Goal of the exercise: Your output should be the lines of the data that follow, reproduced exactly from the first through the line bearing "- Constructor takes".

Record extracts:

Issue #4754, opened 2026-07-30
Add a socket seam and tests for VideoStreamWriter recovery paths (plus untested pure logic)


kaeawc:
## Summary

`VideoStreamWriter` — the class that concentrates the video-server's write-failure, client-reconnect-race, and keyframe-command-channel recovery logic — has **no tests reaching past its inner helpers**, because it news up `LocalServerSocket` directly and has no injectable socket/stream seam. Several other pure/robustness paths in the module are also untested, and one load-bearing contract (`writePacket`'s return value) is effectively dead code that nothing pins.

## Highest-leverage gap: `VideoStreamWriter` has no socket seam

`android/video-server/src/main/kotlin/dev/jasonpearson/automobile/video/VideoStreamWriter.kt`:
- Constructor takes a `socketName: String` and constructs `LocalServerSocket` directly (`:101`) — no injection point.
- The existing `VideoStreamWriterTest` only exercises the inner `ReconnectWindow` (`VideoStreamWriterTest.kt:9-24`); `ReconnectWindow` expiry is even tested twice (also `VideoStreamProtocolTest.kt:238-257`), while the writer proper has zero coverage.

Untested recovery paths in the writer:
- Write IOException → `closeClientLocked()` + `reconnectWindow.onClientDetached()`, **returns `true` anyway** (`:256-261`).
- No-client short-circuit `outputStream ?: return true` — writes silently dropped, not failed (`:251`).
- Client-attach rollback when `writeStreamHeaderLocked`/`replayCachedVideoLocked` throw (`:145-150`).
- `serverSocket.accept()` IOException / null return (`:127-133`).
- Replacement-client displacement + command-reader `clientSocket === client` guard — the reconnect-race core (`:137`, `:176`, `:264`).
- Command-reader read-loop / `command < 0` break / IOException swallow / finally-detach (`:162-187`).

**Fix:** introduce a narrow interface seam (server-socket factory + client socket/streams) so the accept/write/replay/command paths can be driven by fakes, matching how `DisplayControl` was wrapped.

## Fragile contract worth pinning

`writePacketDataLocked` returns `true` even after a write fails (`:260`) and even with no client (`:251`). The encode loop's `if (!success) break` (`VideoServer.kt:289-291`) is therefore effectively dead — loop termination actually relies solely on `reconnectWindowExpired()` (`VideoServer.kt:310`). Either make the return value meaningful or remove the dead branch, and add a test that pins whichever contract is chosen.

[...]

Issue #4743, opened 2026-07-30
perf(android-video): unbuffered LocalSocket writes — two syscalls per packet


kaeawc:
## Summary

Each encoded packet is written to the `LocalSocket` as two separate `write()` calls
(header, then payload) on the raw, unbuffered output stream. At 30-60fps that is
60-120+ write syscalls/second plus extra TCP segmentation that splits each frame's
header away from its payload — the classic small-header pessimization.

## Evidence

- `output.write(VideoStreamProtocol.packetHeader(...))` then `output.write(data)` — [VideoStreamWriter.kt:253-254](android/video-server/src/main/kotlin/dev/jasonpearson/automobile/video/VideoStreamWriter.kt).
- No `BufferedOutputStream`; the raw `LocalSocket.outputStream` is used directly (`outputStream = client.outputStream`, [VideoStreamWriter.kt:139](android/video-server/src/main/kotlin/dev/jasonpearson/automobile/video/VideoStreamWriter.kt)).

## Proposed change

Either wrap the output in a `BufferedOutputStream` and flush once per packet, or
assemble header + payload into a single buffer and issue one `write`. Combining the
write also tightens on-wire framing. Preserve the existing per-client cleanup and the
config/IDR replay path.

## Impact / effort / risk

Medium (syscall count + framing) · low effort · low risk.

Issue #4749, opened 2026-07-30
perf(android-video): encode loop writes to socket synchronously under lock (no drop-latest)


kaeawc:
## Summary

The device encode loop dequeues an output buffer, writes it to the socket
**synchronously**, then releases the buffer — all on one thread. A slow or stalled
host reader blocks the dequeue, so the encoder's input queue backs up and frames are
delayed rather than dropped-latest. There is no latest-frame-wins drop policy on the
device side.

## Evidence

- Serial loop: `dequeueOutputBuffer(bufferInfo, 100_000)` → `streamWriter.writePacket(...)` (blocking) → `releaseOutputBuffer(index)` — [VideoServer.kt:283-314](android/video-server/src/main/kotlin/dev/jasonpearson/automobile/video/VideoServer.kt).
- The host has a drop-latest primitive (`LatestFrameQueue`, src/features/screen-stream/LatestFrameQueue.ts) and the daemon relay implements per-subscriber pause/drain (`videoStreamSocketServer.ts`), but neither protects the on-device encode loop.

## Proposed change

Decouple encode from transport with a dedicated writer thread fed by a bounded,
drop-oldest single-slot handoff, so a transport stall cannot back-pressure the
encoder. Preserve the existing reconnect window, cached SPS/PPS + IDR replay, and
keyframe-command reader semantics.

## Impact / effort / risk

Medium (latency under slow readers) · medium effort · medium risk — introduces
concurrency; keep the reconnect/replay behavior intact and covered by tests.

PR #4812, opened 2026-07-30
perf(android-video): write inter frames directly from the codec ByteBuffer

### LINKED ISSUE #4745: perf(android-video): per-frame heap allocation in the socket write path
## Summary

The write path allocates a fresh `ByteArray` and copies the entire encoded frame out
of the codec `ByteBuffer` on **every** frame, creating steady GC pressure on the
device at 30-60fps. The copy is only actually required for the packets the cache
retains (codec config + latest IDR); inter frames could be written straight from the
`ByteBuffer`.

## Evidence

- `val data = ByteArray(bufferInfo.size); buffer.get(data, 0, bufferInfo.size)` per frame — [VideoStreamWriter.kt:193-196](android/video-server/src/main/kotlin/dev/jasonpearson/automobile/video/VideoStreamWriter.kt).
- Only config/IDR packets are cached for replay to a replacement client — `VideoPacketCache.remember(...)` at [VideoStreamWriter.kt:296-307](android/video-server/src/main/kotlin/dev/jasonpearson/automobile/video/VideoStreamWriter.kt) keeps just `config` and `idr`.

## Proposed change

Write inter (non-config, non-keyframe) packets directly from the codec `ByteBuffer`,
copying only when a packet must be cached. Alternatively reuse a growable scratch
buffer across frames. Mind the buffer lifetime relative to `releaseOutputBuffer`
([VideoEncoder.kt:111](android/video-server/src/main/kotlin/dev/jasonpearson/automobile/video/VideoEncoder.kt)) — the payload must be fully written before the output buffer is released.

## Impact / effort / risk

Medium (GC/jank on device) · low-medium effort · low risk.

kaeawc:
Closes [#4745](https://github.com/kaeawc/auto-mobile/issues/4745)

## Summary

The socket write path in `VideoStreamWriter.writePacket` allocated a fresh `ByteArray` and copied the entire encoded frame out of the codec `ByteBuffer` on **every** frame, creating steady GC pressure on the device at 30-60fps. Only config and IDR packets are actually cached for replay to a replacement client, so only those need an owned copy.

This PR writes inter (non-config, non-keyframe) packets from the codec `ByteBuffer` through a **reused growable scratch buffer** instead of a fresh per-frame allocation:

- **Config / keyframe packets** keep their exact-size `ByteArray` copy — that copy is required for the replay cache anyway (`VideoPacketCache.remember(...)`), so it does double duty as the write source.
- **Inter frames** copy into a scratch buffer that grows only when a larger frame arrives (`growScratch`) and is reused otherwise. `writePacketDataLocked` now takes an explicit `length`, and writes exactly `length` bytes (`output.write(data, 0, length)`), so a larger reused buffer never leaks stale trailing bytes onto the wire.

Buffer lifetime is safe: `VideoServer`'s encoding loop calls `writePacket` fully synchronously **before** `encoder.releaseOutputBuffer(index)` ([VideoServer.kt:288-294](https://github.com/kaeawc/auto-mobile/blob/main/android/video-server/src/main/kotlin/dev/jasonpearson/automobile/video/VideoServer.kt#L288-L294)), and the payload is fully written within `writePacket`, so the codec-owned `ByteBuffer` stays valid for the duration of the call. The scratch buffer is only ever touched under `lock` from the single encoder thread.

## Changes

- `VideoStreamWriter.kt` — reused `scratch` field; `writePacket` splits cached (exact copy) vs. inter (scratch) paths; `writePacketDataLocked` gains a defaulted `length` param and writes only `length` bytes; new pure `internal growScratch(...)` helper.
- `VideoStreamWriterTest.kt` — added `scratchBufferGrowsOnceAndIsReusedForSmallerFrames`, verifying the buffer grows once, is reused for smaller frames (no realloc), and grows again only for a larger frame.

A full end-to-end `writePacket` unit test isn't feasible in this JVM-only module — it depends on Android's `MediaCodec.BufferInfo` and a socket `OutputStream`, and the module has no Robolectric/MockK (JUnit only). Rather than add a dependency or a wider refactor (this file also has sibling PRs #4743 and #4754 in flight), the allocation-avoidance crux was extracted into the pure `growScratch` helper and tested deterministically.

## Validation

- `./gradlew :video-server:test` (JDK 21) — BUILD SUCCESSFUL, all tests pass (including the new test).
- ktfmt (`scripts/ktfmt/validate_ktfmt.sh`) — "All Kotlin source files are properly formatted."
- Diff kept surgical to minimize conflicts with sibling PRs #4743 / #4754 that also edit `VideoStreamWriter.kt`.

### DIFF
--- a/android/video-server/src/main/kotlin/dev/jasonpearson/automobile/video/VideoStreamWriter.kt
+++ b/android/video-server/src/main/kotlin/dev/jasonpearson/automobile/video/VideoStreamWriter.kt
@@ -66,6 +66,14 @@ class VideoStreamWriter(
   private val packetCache = VideoPacketCache()
   private val reconnectWindow = ReconnectWindow(nowMs, CLIENT_RECONNECT_WINDOW_MS)
 
+  /**
+   * Growable scratch buffer reused across inter frames to move the payload out of the codec
+   * [ByteBuffer] without a per-frame heap allocation. Only ever touched under [lock] from the
+   * single encoder thread. Config/keyframe packets bypass it because they are copied for the cache
+   * anyway.
+   */
+  private var scratch = ByteArray(0)
+
   @Volatile private var stopped = false
 
   companion object {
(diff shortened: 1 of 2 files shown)


kaeawc:
## Subsumed by the #4749 encode/transport decoupling ([#4821](https://github.com/kaeawc/auto-mobile/pull/4821))

This PR's optimization is no longer applicable after [#4821](https://github.com/kaeawc/auto-mobile/pull/4821) (issue [#4749](https://github.com/kaeawc/auto-mobile/issues/4749)) landed on `main`, and cannot be rebased forward without regressing that architecture. Leaving it open for you to close.

### Why

This PR reused a single growable `scratch` buffer for inter frames and wrote them **synchronously** from `writePacket` — the correctness argument was *"the payload is fully written before the caller releases the output buffer, so the codec-owned bytes stay valid for the duration of this call."*

[#4821](https://github.com/kaeawc/auto-mobile/pull/4821) removed that synchronous write. `writePacket` now copies each access unit into an **owned** `ByteArray`, wraps it in an `EncodedVideoFrame`, and offers it to a bounded drop-oldest `FrameHandoff`; a dedicated `video-transport-writer` thread drains the handoff and performs the socket write **later**. That decoupling is the whole point of [#4749](https://github.com/kaeawc/auto-mobile/issues/4749) — it stops a stalled reader from back-pressuring MediaCodec's Surface input.

Under that model a reused scratch buffer is unsafe: the encode loop would overwrite `scratch` with frame N+1 before the writer thread has drained frame N (they can also both reference the same array through the slot), producing a data race and torn frames on the wire. **The per-frame owned copy this PR set out to eliminate is now load-bearing** — it is the ownership transfer into the handoff, not wasted work.

Reconciling would force an either/or:
- keep the handoff (required — it is the merged [#4749](https://github.com/kaeawc/auto-mobile/issues/4749) architecture) and drop the scratch reuse, leaving no change; or
- restore synchronous scratch writes and undo [#4749](https://github.com/kaeawc/auto-mobile/issues/4749)'s decoupling — a regression.

The only piece that would survive is the pure `growScratch` helper and its unit test, but with the handoff in place it has no caller, so shipping it would be dead code.

### If the per-frame allocation is still worth chasing

It would need a different design than a single scratch buffer — e.g. a small pool of buffers recycled back to the encode loop **after** the writer thread finishes the socket write (returning ownership post-drain), rather than reused eagerly on the producer side. That is materially larger than this PR and out of scope for a straight rebase. Suggest closing this and opening a fresh issue if the GC pressure proves to matter in the [#4815](https://github.com/kaeawc/auto-mobile/pull/4815) throughput baseline.

kaeawc:
Closing unmerged — subsumed by #4749 (#4821); the reused-scratch-buffer approach is unsafe under the new async FrameHandoff (the per-frame copy is now the load-bearing ownership transfer). Full analysis in the earlier comment; issue #4745 closed with the residual buffer-pool path noted.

Reply:
Issue #4754, opened 2026-07-30
Add a socket seam and tests for VideoStreamWriter recovery paths (plus untested pure logic)


kaeawc:
## Summary

`VideoStreamWriter` — the class that concentrates the video-server's write-failure, client-reconnect-race, and keyframe-command-channel recovery logic — has **no tests reaching past its inner helpers**, because it news up `LocalServerSocket` directly and has no injectable socket/stream seam. Several other pure/robustness paths in the module are also untested, and one load-bearing contract (`writePacket`'s return value) is effectively dead code that nothing pins.

## Highest-leverage gap: `VideoStreamWriter` has no socket seam

`android/video-server/src/main/kotlin/dev/jasonpearson/automobile/video/VideoStreamWriter.kt`:
- Constructor takes a `socketName: String` and constructs `LocalServerSocket` directly (`:101`) — no injection point.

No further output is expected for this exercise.